**Task objective:** Give back an exact copy of the lines from the start of the material through the line bearing "i want these". Include both ends and nothing else.

**Dataset entries:**
PR #8570, opened 2024-11-18
Remove ignored columns statement from AchTransfer

sampoder:
It's been removed now


sampoder:
(the column has been removed)

PR #8573, opened 2024-11-18
Add click-to-copy in a couple places

24c02:
1. card grants didn't let you click to copy their stripe card details as a grantee. 
 they definitely should, as their primary purpose is being pasted into order forms :-P
2. regular stripe cards didn't let you click to copy ZIP/exp date, 2 other things i often find myself wanting to paste
3. as someone who needs to grab network IDs/category codes for issuing grants, being able to copy them from the tx would be nice ^_^


sampoder (approved):
LGTM!

PR #8584, opened 2024-11-19
[v4 API][Card Grant] Add topup endpoint and show disbursements

24c02:
i want these for high seas:
1. adds topup route! this will let me make subsequent orders increase a single grant rather than creating a bunch of cards i'll get asked to merge later
2. adds information on created disbursement transactions to create and topup – that way i can rename grants on the ledger to reflect their purpose when they go out


app/controllers/api/v4/card_grants_controller.rb
```diff
@@ -31,6 +31,19 @@ def show
         authorize @card_grant
       end
 
+      def topup
+        @card_grant = CardGrant.find_by_public_id(params[:id])
```
```suggestion
        @card_grant = CardGrant.find_by_public_id!(params[:id])
```

Technically, all the `find_by_public_id` calls in this controller should have a bang.

app/models/card_grant.rb
```diff
@@ -114,8 +114,9 @@ def pending_invite?
   def topup!(amount_cents:, topped_up_by: User.find(sent_by_id))
     raise ArgumentError.new("Topups must be positive.") unless amount_cents.positive?
 
+    new_disbursement = nil
     ActiveRecord::Base.transaction do
-      DisbursementService::Create.new(
+      new_disbursement = DisbursementService::Create.new(
```
garyhtou: What if instead of creating this new local variable, we switched the order of the statements?

`update!` first then call `DisbursementService::Create`. Since that's the last one it'll be what's returned by the method.

config/routes.rb
```diff
@@ -567,7 +567,11 @@
           end
         end
 
-        resources :card_grants, only: [:show]
+        resources :card_grants, only: [:show] do
+          member do
+            post "topup"
+          end
```
garyhtou: amazing! great job using a member route for this

app/controllers/api/v4/card_grants_controller.rb
```diff
@@ -31,6 +31,19 @@ def show
...
+
+        authorize @card_grant
+        begin
+          new_disbursement = @card_grant.topup!(amount_cents: params["amount_cents"], topped_up_by: current_user)
+        rescue ArgumentError => e
+          return render json: { error: "invalid_operation", messages: [e.message] }, status: :bad_request
+        end
```
garyhtou: Great error handling here

app/controllers/api/v4/card_grants_controller.rb
```diff
@@ -31,6 +31,19 @@ def show
...
+
+        render :topup, locals: { new_disbursement: }
```
garyhtou: "new" disbursement is semi-misleading since it implies that it hasn't been saved to the database. I'd just drop the word "new" and call it `disbursement`.

```suggestion
          disbursement = @card_grant.topup!(amount_cents: params["amount_cents"], topped_up_by: current_user)
        rescue ArgumentError => e
          return render json: { error: "invalid_operation", messages: [e.message] }, status: :bad_request
        end

        render :topup, locals: { disbursement: }
```

app/views/api/v4/card_grants/_card_grant.jbuilder
```diff
@@ -4,3 +4,4 @@ json.organization card_grant.event, partial: "api/v4/events/event", as: :event i
 json.amount_cents card_grant.amount_cents
 json.merchant_lock card_grant.merchant_lock
 json.category_lock card_grant.category_lock
+json.disbursement (local_assigns[:new_disbursement] || card_grant.disbursement), partial: "api/v4/transactions/disbursement", as: :disbursement if local_assigns[:expand]&.include?(:disbursement)
```
garyhtou: With this code, `disbursement` can contain different data depending on the context:
- During a topup, it's the topup's disbursement — or in other words, the most recent disbursement.
- If you later show a card grant, `disbursement` is the first disbursement.

I think this behavior can get confusing. Instead, I'd suggest returning an array for disbursement sorted by date asc. This will also omit the need for the `new_disbursement` param.

To get disbursements that belong to this card grant, filter the event's disbursement by `subledger_id`.

garyhtou (commented):
I love that you're putting this together! Here are a few comments

app/views/api/v4/card_grants/_card_grant.jbuilder
24c02: oh i actually like that a lot better

app/controllers/api/v4/card_grants_controller.rb
24c02: i don't think i agree with that – this causes the Event.find_by_public_id!(params[:event_id]) || Event.friendly.find(params[:event_id]) to 404, breaking using org slugs

app/controllers/api/v4/card_grants_controller.rb
```diff
@@ -22,15 +22,28 @@ def create
 
         @card_grant.save!
 
-        render "show"
+        render "create"
```
garyhtou: I believe by default, Rails will implicitly render the view with the same name as the action. So for the create action, I'll look for a create view if you don't explicitly call render in the action.

I'm totally cool with keep this line here — just wanted to share that info.

app/models/card_grant.rb
```diff
@@ -115,19 +115,22 @@ def topup!(amount_cents:, topped_up_by: User.find(sent_by_id))
...
       ).run
-
-      update!(amount_cents: self.amount_cents + amount_cents)
     end
   end
 
+  def disbursements
+    self.event.disbursements.where(destination_subledger_id: subledger_id).order(created_at: :desc)
+  end
+
```
garyhtou: Instead of defining this as a method, let's use the power of Rail's associations (it some with handy stuff like caching).

```
has_many :disbursements, ->(record) { where(destination_subledger_id: record.subledger_id) }, through: :event
```

You can put this at the top of the file near all the other associations.

We usually don't include a default order on associations, so we'll call `order(created_at: :desc)` wherever we use it.

app/views/api/v4/card_grants/_card_grant.jbuilder
```diff
@@ -4,3 +4,6 @@ json.organization card_grant.event, partial: "api/v4/events/event", as: :event i
 json.amount_cents card_grant.amount_cents
 json.merchant_lock card_grant.merchant_lock
 json.category_lock card_grant.category_lock
+json.disbursements card_grant.disbursements do |disbursement|
```
garyhtou: See the comment about creating a `disbursements` association

```suggestion
json.disbursements card_grant.disbursements.order(created_at: :desc) do |disbursement|
```

app/views/api/v4/card_grants/_card_grant.jbuilder
```diff
@@ -4,3 +4,6 @@ json.organization card_grant.event, partial: "api/v4/events/event", as: :event i
...
+  json.partial! "api/v4/transactions/disbursement", disbursement:
+end
```
garyhtou: new line — sorry; this is really nit picky

```suggestion
end

```

app/models/card_grant.rb
24c02: ah, thanks! i was wondering if there was a railsier way to do this, forgive me, i'm noob

app/views/api/v4/card_grants/_card_grant.jbuilder
```diff
@@ -4,3 +4,6 @@ json.organization card_grant.event, partial: "api/v4/events/event", as: :event i
 json.amount_cents card_grant.amount_cents
 json.merchant_lock card_grant.merchant_lock
 json.category_lock card_grant.category_lock
+json.disbursements card_grant.disbursements.order(created_at: :desc) do |disbursement|
+  json.partial! "api/v4/transactions/disbursement", disbursement:
+end
```
garyhtou:
```suggestion
if local_assigns[:expand]&.include?(:disbursements)
  json.disbursements card_grant.disbursements.order(created_at: :desc) do |disbursement|
    json.partial! "api/v4/transactions/disbursement", disbursement:
  end
end
```

app/views/api/v4/card_grants/create.json.jbuilder
```diff
@@ -0,0 +1 @@
+json.partial! @card_grant, expand: [:user, :organization, :disbursement]
```
garyhtou:
```suggestion
json.partial! @card_grant, expand: [:user, :organization, :disbursements]
```

app/views/api/v4/card_grants/topup.json.jbuilder
```diff
@@ -0,0 +1 @@
+json.partial! @card_grant, expand: [:user, :organization, :disbursement]
```
garyhtou:
```suggestion
json.partial! @card_grant, expand: [:user, :organization, :disbursements]
```

garyhtou (approved):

**Result of the task:**
PR #8570, opened 2024-11-18
Remove ignored columns statement from AchTransfer

sampoder:
It's been removed now


sampoder:
(the column has been removed)

PR #8573, opened 2024-11-18
Add click-to-copy in a couple places

24c02:
1. card grants didn't let you click to copy their stripe card details as a grantee. 
 they definitely should, as their primary purpose is being pasted into order forms :-P
2. regular stripe cards didn't let you click to copy ZIP/exp date, 2 other things i often find myself wanting to paste
3. as someone who needs to grab network IDs/category codes for issuing grants, being able to copy them from the tx would be nice ^_^


sampoder (approved):
LGTM!

PR #8584, opened 2024-11-19
[v4 API][Card Grant] Add topup endpoint and show disbursements

24c02:
i want these for high seas:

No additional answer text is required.